» Problem
Your answer should consist of the listing, repeated exactly.

» Data provided
- - - - -

PR #17064, opened 2022-07-26
Be more detailed about coding standards for PHPdoc

wouterj:
A proposal for the rest of the core team to consider about our PHPdoc.

### DIFF
--- a/contributing/code/standards.rst
+++ b/contributing/code/standards.rst
@@ -47,30 +47,27 @@ short example containing most features described below::
      */
     class FooBar
     {
-        const SOME_CONST = 42;
+        public const SOME_CONST = 42;
 
         /**
          * @var string
          */
         private $fooBar;
-
         private $qux;
 
         /**
-         * @param string $dummy Some argument description
+         * @param $dummy some argument description
          */
-        public function __construct($dummy, Qux $qux)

- - - - -

» Solution to this problem
PR #17064, opened 2022-07-26
Be more detailed about coding standards for PHPdoc

wouterj:
A proposal for the rest of the core team to consider about our PHPdoc.

### DIFF
--- a/contributing/code/standards.rst
+++ b/contributing/code/standards.rst
@@ -47,30 +47,27 @@ short example containing most features described below::
      */
     class FooBar
     {
-        const SOME_CONST = 42;
+        public const SOME_CONST = 42;
 
         /**
          * @var string
          */
         private $fooBar;
-
         private $qux;
 
         /**
-         * @param string $dummy Some argument description
+         * @param $dummy some argument description
          */
-        public function __construct($dummy, Qux $qux)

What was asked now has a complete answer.